Q3: After starting the pump, the pressure is abnormally low or zero. How should it be handled?
A3: First check three key issues: 1) Whether a large amount of air has entered the pump, preventing proper liquid delivery. 2) Whether any tubing fittings are loose or damaged, causing leakage. 3) Whether the pump inlet filter is clogged or the column is not correctly connected. Check all fittings for tightness, then use a higher flow rate (e.g., 5 mL/min) with pure methanol to purge the system and remove air bubbles from the pump.
Q4: High baseline noise and instability – what factors may be responsible?
A4: Common causes include: 1) Residual bubbles in the flow cell or system – flush with isopropanol or increase the flow rate. 2) Inhomogeneous mixing of the mobile phase or insufficient solvent purity (impurities) affecting signal stability. 3) The detector lamp has been used too long; its energy has decreased or its lifetime is ending – replace the lamp. 4) Large laboratory temperature fluctuations or a significant temperature difference between the mobile phase and the room. 5) The column is contaminated and its efficiency has decreased – clean and regenerate the column.

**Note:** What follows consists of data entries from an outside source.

Issue #145, opened 2018-06-27
Add disableMatching mode


moshababo:
`xud` should have only 2 matching modes:  do no matching, or all matching.
 represent this by adding a boolean config property, `disableMatching`, which its default value will be `false`. It should be a top-level config (not under a specific module). Should be passed, at least, to the order book module. 

DONE
* disableMatching = false:
  * placeOrder (returns matchingResult) (matching result= successfullyMatched[orderID,quantity],  remaining[orderID,quantity]
  * cancelOrder (returns success/error)
  * subscribePeerOrders [streaming]
  * subscribeSwaps [streaming]

TODO
I'd avoid the double negation `disableMatching = false`, also unified gRPC as per https://github.com/ExchangeUnion/xud/issues/123#issuecomment-419176541 with following events:

1) ownOrder added (`placeOrder`)
2) ownOrder removed (`cancelOrder`)
3) ownOrder removed (due to internal match)
4) ownOrder removed (due to a successful swap that was instantiated remotely)
5) peerOrder added
6) peerOrder removed (due to non-internal match)
7) peerOrder removed (due to peer order invalidation)
8) ownOrder incomingSwap (incoming swap that was instantiated remotely)
9) peerOrder initiateSwap (due to non-internal match)

DONE (https://github.com/ExchangeUnion/xud/issues/123)
`matching = true;`
* placeOrder (sync, returns success/error) event `(1)`
* cancelOrder (sync, returns success/error) event `(2)`
* subscribeOrders [streaming] events `(3), (4), (5), (6), (7)`

TODO (this issue)
`matching = false;`
* placeOrder (sync, returns success/error) event `(1)` (propagates ownOrder to peers)
* cancelOrder (sync, returns success/error) event `(2)` (sends order invalidation packet for ownOrder to peers)
* subscribeOrders (streaming) events `(5), (7), (8), (9)`
* executeSwap (async, returns success/error) event, swap result via (9) in subscribe orders
* executeSwapSync (returns swap result) 

Reminder: [matching scenarios](https://github.com/ExchangeUnion/xud/issues/277#issuecomment-416370196)

kilrau:
Related: https://github.com/ExchangeUnion/xud/issues/146

itsbalamurali:
@moshababo I've updated the issue description since #146 is closed and internal matching is implemented as part of #196

kilrau:
I think this task is rather about implementing the non-matching mode which needs some fleshing out on implementation side.

[...]

PR #594, opened 2018-10-21
feat: nomatching mode

moshababo:
Solves #145 

* supporting `nomatching` mode
* introduced `placeOrder` to the order book API, so it could be distinguished from `addOwnOrder`
* `MatchingEngine` was renamed to `TradingPair`
* `executeSwap` high-level API method was added
* peers orders are now grouped by `peerPubKey` 
* made sure we don't throw errors on `Pool` event handlers (otherwise peers could crash local `xud` process)

I didn't commit the tests refactoring, I'd like to get the initial feedback first.


moshababo:
@sangaman you’re definitely right, I overlooked that the main use-case will be for executing taker orders which do not exists in xud. 

Do we even want to make the other way optional? As you said, it’s going against the protocol (at least the one that is implemented in the matching mode), and if the order was placed in xud, it’s considered a maker order, and the swap is expected to be initiated by a remote peer. Allowing to trigger a swap anyway gives the exchange more flexibility, but i'm not sure that we want to support it, at least at this stage.

moshababo:
In regards to #589, I agree that I should wait for it to be merged first.

kilrau:
I think we discussed a while back to not support "triggering a swap" from a remote peer for now. So IMO `takerID` not needed *optionally*.

moshababo:
@sangaman take another look, before i'll add the tests.

lib/orderbook/TradingPair.ts
```diff
@@ -28,31 +28,36 @@ type OrderSidesQueues = {
...
-  public ownOrders: OrderSidesLists<orders.StampedOwnOrder>;
-  /** A map between peerPubKey and a pair of maps between active peer orders ids and orders for the buy and sell sides of this trading pair. */
-  public peersOrders: Map<string, OrderSidesLists<orders.StampedPeerOrder>>;
-
-  constructor(private logger: Logger, public pairId: string) {
-    this.queues = {
-      buy: MatchingEngine.createPriorityQueue(OrderingDirection.Desc),
-      sell: MatchingEngine.createPriorityQueue(OrderingDirection.Asc),
-    };
+  public queues: OrderSidesQueues | undefined;
```
sangaman: Rather than `| undefined` we should just say `queues?`

lib/orderbook/TradingPair.ts
```diff
@@ -28,31 +28,36 @@ type OrderSidesQueues = {
...
+  /** a pair of maps between active own orders ids and orders for the buy and sell sides of this trading pair. */
+  public ownOrders: OrderSidesMaps<orders.StampedOwnOrder>;
+  /** a map between peerPubKey and a pair of maps between active peer orders ids and orders for the buy and sell sides of this trading pair. */
```
sangaman: Could you capitalize the start of this comment and the one above?

lib/orderbook/TradingPair.ts
```diff
@@ -28,31 +28,36 @@ type OrderSidesQueues = {
...
+  public peersOrders: Map<string, OrderSidesMaps<StampedPeerOrder>>;
+
+  constructor(private logger: Logger, public pairId: string, private matching = true) {
+    if (matching) {
```
sangaman: I think I'd prefer sticking with `nomatching`, I know it raises the possibility for double negatives but I think it's better to call it the same thing everywhere, also this way we could actually get rid of the double negatives when passing in `!this.nomatching` to the constructor. It's fine if you prefer it this way though.

lib/orderbook/errors.ts
```diff
@@ -4,12 +4,14 @@ const codesPrefix = errorCodesPrefix.ORDERBOOK;
...
   DUPLICATE_ORDER: codesPrefix.concat('.2'),
-  OWN_ORDER_NOT_FOUND: codesPrefix.concat('.3'),
-  CURRENCY_DOES_NOT_EXIST: codesPrefix.concat('.4'),
-  CURRENCY_CANNOT_BE_REMOVED: codesPrefix.concat('.5'),
-  CURRENCY_ALREADY_EXISTS: codesPrefix.concat('.6'),
-  PAIR_ALREADY_EXISTS: codesPrefix.concat('.7'),
-  ORDER_NOT_FOUND: codesPrefix.concat('.8'),
+  ORDER_NOT_FOUND: codesPrefix.concat('.3'),
+  OWN_ORDER_NOT_FOUND: codesPrefix.concat('.4'),
+  PEER_ORDER_NOT_FOUND: codesPrefix.concat('.5'),
```
sangaman: In #589 @erkarl and I discussed going with just a single `ORDER_NOT_FOUND` error type, with the reasoning that the caller of the method to get an order will know whether they were trying to get a peer or own order already. Would it make sense to you to stick to that approach as well? If so we can drop the peer and own order not found errors, it actually looks like `PEER_ORDER_NOT_FOUND` is not currently being used.

lib/service/Service.ts
```diff
@@ -330,6 +330,34 @@ class Service extends EventEmitter {
...
+      quantity: quantity || maker.quantity
+    });
+
+    try {
+      const swapResult = await this.swaps.executeSwap(maker, taker);
+      this.emit('peerOrder.filled', maker);
+      return swapResult;
+    } catch (err) {
+      this.emit('peerOrder.invalidation', maker);
+      // TODO: penalize peer for failed swap? penalty severity should depend on reason for failure
```
sangaman: Emitting these events and penalizing the peer from `Service` is a problem, because nothing is listening to `Service` for these events. This logic is copied from the `placeOrder` (around line 311) method in OrderBook.ts, so I figure we should move that into is own method and call that method directly from here. Maybe `OrderBook.executeSwap`?

lib/types/orders.ts
```diff
@@ -64,6 +64,8 @@ export type OrderPortion = OrderIdentifier & {
   localId?: string;
 };
 
+export type OrderInvalidation = OrderPortion & Remote;
```
sangaman: I don't think we're using this type anywhere so we can drop it for now.

proto/xudrpc.proto
```diff
@@ -145,6 +145,14 @@ service Xud {
   }
 
 
+  /* Execute a swap between a maker peer order and a taker own order */
```
sangaman: I think with the new approach, this should just say "Execute a swap on a maker peer order" or something like that.

lib/service/Service.ts
```diff
@@ -330,6 +330,34 @@ class Service extends EventEmitter {
     return this.orderBook.removePair(pairId);
   }
 
+  public executeSwap = async (args: { orderId: string, pairId: string, peerPubKey: string, quantity: number }): Promise<SwapResult> => {
```
sangaman: Another minor thing, I believe this file also tries to follow alphabetical order for methods to align with the proto file and GrpcService, so could you move this method up a bit as well?

lib/cli/commands/executeswap.ts
```diff
@@ -0,0 +1,32 @@
+import { callback, loadXudClient } from '../command';
+import { Arguments } from 'yargs';
+import { ExecuteSwapRequest } from '../../proto/xudrpc_pb';
+
+export const command = 'executeswap <pair_id> <maker_order_id> <maker_peer_pub_key> <taker_order_id>';
+
+export const describe = 'execute a swap on between a maker peer order and a taker own order (nomatching mode only)';
```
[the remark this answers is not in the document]
moshababo: > This still needs to be addressed I believe. Let's just go with <pair_id> <order_id> <peer_pub_key> [quantity] as you've done below.

Sorry, forgot to change that. 

> As an aside, this might actually be a use case where I'd want that flat, not-grouped-by-peer, mapping of peer orders, so that the peer_pub_key wouldn't need to be specified on this call. But it's fine as is for now, just something to think about.

Yes, I was thinking of that too, but wasn't sure it's important enough for us, if that will be its only benefit. 

> With the recent change it'd make more sense to say something like "execute a swap on a peer order".

I left the `(nomatching mode only)` suffix, let me know if you want me to remove it.

lib/orderbook/OrderBook.ts
```diff
@@ -49,25 +49,25 @@ interface OrderBook {
 class OrderBook extends EventEmitter {
   /** A map of supported currency tickers to currency instances. */
   public currencies = new Map<string, CurrencyInstance>();
-  /** A map of supported trading pair tickers to pair instances. */
+  /** A map of supported pair tickers to pair instances. */
```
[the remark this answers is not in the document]
moshababo: I changed it because of confusing with the new `TradingPair` class, but I think that specifying that it's a database instance is better.

lib/orderbook/OrderBook.ts
```diff
@@ -108,51 +108,64 @@ class OrderBook extends EventEmitter {
...
+    return tp.getOwnOrder(orderId);
+  }
+
+  private tryGetOwnOrder = (orderId: string, pairId: string): StampedOwnOrder | undefined => {
     try {
-      const matchingEngine = this.getMatchingEngine(pairId);
-      order = matchingEngine.ownOrders.buy.get(orderId) || matchingEngine.ownOrders.sell.get(orderId);
+      return this.getOwnOrder(orderId, pairId);
     } catch (err) {
-      this.logger.debug(`tried to find order for unsupported pairId ${pairId}`);
```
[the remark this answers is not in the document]
moshababo: the problem can be either that it's an unsupported pairId (like previously), or that the order doesn't exists. 
I usually prefer to do the logging in the higher context, so in this case it's in `handleSwapRequest`. in this case, it should use `getOwnOrder` directly, and catch/log the error. Do you want me to do this change?

lib/orderbook/TradingPair.ts
```diff
@@ -100,47 +105,36 @@ class MatchingEngine {
...
 
-  private addOrder = (order: StampedOrder, lists: OrderSidesLists<StampedOrder>): boolean => {
-    const list = order.isBuy ? lists.buy : lists.sell;
-    const queue = order.isBuy ? this.queues.buy : this.queues.sell;
-
-    if (list.has(order.id)) {
+  private addOrder = (order: StampedOrder, maps: OrderSidesMaps<StampedOrder>): boolean => {
+    const map = order.isBuy ? maps.buy : maps.sell;
+    if (map.has(order.id)) {
       return false;
```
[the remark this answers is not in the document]
moshababo: If we'll throw an error, we need to be careful with a peerOrder case. At the moment we're having the relaxed `boolean` result, and it's applied on `OrderBook.addOwnOrder` with an assert, because it's an unexpected behavior (id supposed to be unique).

I'm fine with the current behavior, let me know if you think otherwise.

lib/orderbook/OrderBook.ts
```diff
@@ -300,41 +327,52 @@ class OrderBook extends EventEmitter {
...
+    /**
+   * Add own order
+   * @returns false if it's a duplicated order or with an invalid pair id, otherwise true
+   */
+  private addOwnOrder = (order: orders.StampedOwnOrder): boolean => {
+    const tp = this.getTradingPair(order.pairId);
+    const result = tp.addOwnOrder(order);
+    assert(result, 'own order id is duplicated');
+
+    this.emit('ownOrder.added', order);
```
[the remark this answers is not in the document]
moshababo: Indeed, thanks for the catch.

lib/orderbook/errors.ts
moshababo: Yes, I overlooked that. 

The `peerPubKey`/`localId` differentiation issue isn't very neat, but we can fix it later.

lib/service/Service.ts
moshababo: Yes, I was thinking of putting it inside `OrderBook`, to be used also from `placeOrder`, but the latter has some other logic as well and I thought it would be confusing to separate it from its flow. 

But I overlooked events issue you mentioned, so obviously it does need to be inside `OrderBook`.

I ended up putting it inside `OrderBook`, but not to be used from `placeOrder`, so code is duplicated. Let me know if it looks fine to you. Otherwise I can try to make it work without code duplication.

lib/types/orders.ts
moshababo: right, it's from a previous iteration of mine.

moshababo:
@sangaman Thanks for the extensive review. I made the necessary fixes or commented on your notes. Will add the tests soon.

lib/orderbook/OrderBook.ts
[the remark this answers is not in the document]
sangaman: Nope that's a good enough explanation for me.

lib/orderbook/OrderBook.ts
```diff
@@ -207,27 +220,42 @@ class OrderBook extends EventEmitter {
...
 
-  public addLimitOrder = async (order: orders.OwnOrder, onUpdate?: (e: PlaceOrderEvent) => void): Promise<PlaceOrderResult> => {
+  public placeLimitOrder = async (order: orders.OwnOrder, onUpdate?: (e: PlaceOrderEvent) => void): Promise<PlaceOrderResult> => {
     const stampedOrder = this.stampOwnOrder(order);
-    return this.addOwnOrder(stampedOrder, false, onUpdate, Date.now() + OrderBook.MAX_ADD_OWN_ORDER_ITERATIONS_TIME);
+    if (this.nomatching) {
+      this.addOwnOrder(stampedOrder);
+      onUpdate && onUpdate({ case: PlaceOrderEventCase.RemainingOrder, payload: stampedOrder });
+
+      return Promise.resolve({
```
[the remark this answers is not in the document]
sangaman: I personally think it'd be ok - since anytime this method is called it would still need an `await` or `then` which would end up with a synchronous `PlaceOrderResult` value - but I think it's fine too to keep the method async and drop the `Promise.resolve`. Whichever you prefer.

lib/orderbook/TradingPair.ts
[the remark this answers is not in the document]
sangaman: OK, yeah I'll maybe take another look at this behavior later but it's fine for now.

lib/service/Service.ts
sangaman: Yeah I do think it would be better without the code duplication. I'll make a separate comment for what I have in mind.

lib/orderbook/OrderBook.ts
```diff
@@ -299,42 +321,76 @@ class OrderBook extends EventEmitter {
...
 
+  public executeSwap = async (orderId: string, pairId: string, peerPubKey: string, quantity?: number): Promise<SwapResult> => {
+    const maker = this.removePeerOrder(orderId, pairId, peerPubKey, quantity).order;
+    const taker = this.stampOwnOrder({
+      pairId,
+      localId: '',
+      price: maker.price,
+      isBuy: !maker.isBuy,
+      quantity: quantity || maker.quantity,
+    });
```
sangaman: What I'm thinking here is I'd put the logic that creates `maker` and `taker` back in Service.ts. These are public methods already, so I don't see a problem with that. Then the code below (the try/catch block) can stay in this method, with the method only taking `maker` and `taker` parameters.

Then replace the try/catch starting at line 306 with a call to this method, and in the catch block there you can have the `swapFailures.push` line.

Let me know what you think.

moshababo: That's what I was thinking of doing, but I thought that it would be confusing for `placeOrder` flow that some of the order removal events would be triggered from within `executeSwap`, so I preferred code duplication over that. We can still make `placeOrder` to emit these events, but then `executeSwap` will need another wrapper. 
In addition, `placeOrder` still haven't stabilized, so I didn't want to over-optimize. 

Tell me what you think, and if that's the only thing left, let's merge it and i'll open a separate PR for that.

sangaman: @moshababo To me it's not confusing, it's just that this method would be responsible for calling `swaps.executeSwap` and for emitting the `peerOrder.filled` and `peerOrder.invalidation` events. Then the `placeOrder` method will still be responsible for `swapResults.push`, `swapFailures.push` and the `onUpdate` callback (none of which are relevant when calling `executeSwap` via the RPC).

But yeah it's not a big deal so no need to get stuck on this - if you're still not sure leave as-is and I'll make a separate PR to discuss this specific issue. And I think the only other (minor) thing is the `Promise.resolve` comment, it's the only other unresolved conversation left but it's hidden so you have to expand it in the PR.

lib/orderbook/OrderBook.ts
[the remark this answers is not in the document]
moshababo: I actually thought that it would be an error to do `await` on non-promise, but apparently JS protects against it by wrapping the result in `Promise.resolve`. Anyway, I ended up just removing the `async` keyword.

lib/orderbook/OrderBook.ts
moshababo: Yes, I just thought that having this method emitting the events will be confusing when reading `placeOrder`, which also emits events.
I’ll revise this idea tomorrow, and perhaps open a separate PR. 

Saw your other comment and replied.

Q5: Retention time is unstable (varies from run to run). How can this be resolved?
A5: Retention time drift is often related to mobile phase stability and pump precision. Three measures are essential: 1) Ensure the mobile phase is accurately prepared according to the ratio and thoroughly mixed to avoid changes in elution strength due to ratio deviations. 2) Check for leaks in the pump delivery tubing – a leak will cause the actual flow rate to be lower than the set value, affecting retention time. 3) Confirm that the column oven temperature is stable and extend the equilibration time (e.g., 30‑60 minutes) to ensure the column has reached a stable working state.
Q6: Tailing or splitting of chromatographic peaks – what could be the problem?
A6: This is mainly related to column performance and sample handling: 1) The column has been used too long, its efficiency has decreased, or it has been contaminated by strongly adsorbed impurities – clean and regenerate with suitable solvents (e.g., methanol‑water‑acetonitrile mixtures). 2) The polarity difference between the sample solvent and the mobile phase is too large (e.g., using pure methanol to dissolve the sample while the mobile phase has a low organic content), causing uneven elution in the column. 3) The injection volume is too large, exceeding the column’s loading capacity. 4) The column inlet frit is damaged or the packing inside has collapsed – replace the column.
Q7: Ghost peaks (unknown peaks) appear in the chromatogram. How should they be investigated?
A7: Ghost peaks can originate from four sources: 1) Residual sample from a previous injection – flush the injection needle and injection valve repeatedly with pure methanol. 2) The mobile phase is contaminated, or the sample vial or solvent bottle walls have adsorbed impurities – change the mobile phase and clean the containers. 3) Contaminants in the system tubing or column may be released under specific conditions – flush the system for a long time to remove them. 4) The sample degrades during storage or in the instrument, forming new compounds – optimise sample storage conditions or experimental parameters.
Q8: Why must the system be flushed with pure methanol at shutdown?
A8: The main purpose is to protect the column and tubing. If buffer salts remain in the system and come into direct contact with pure methanol or other organic solvents, the salts will precipitate due to a sharp decrease in solubility, forming solid particles that clog the column frit and tubing; severe clogging can damage the column. Flushing with pure methanol also displaces the system contents with methanol, which prevents microbial growth in the tubing and maintains the activity of the column packing, extending its service life.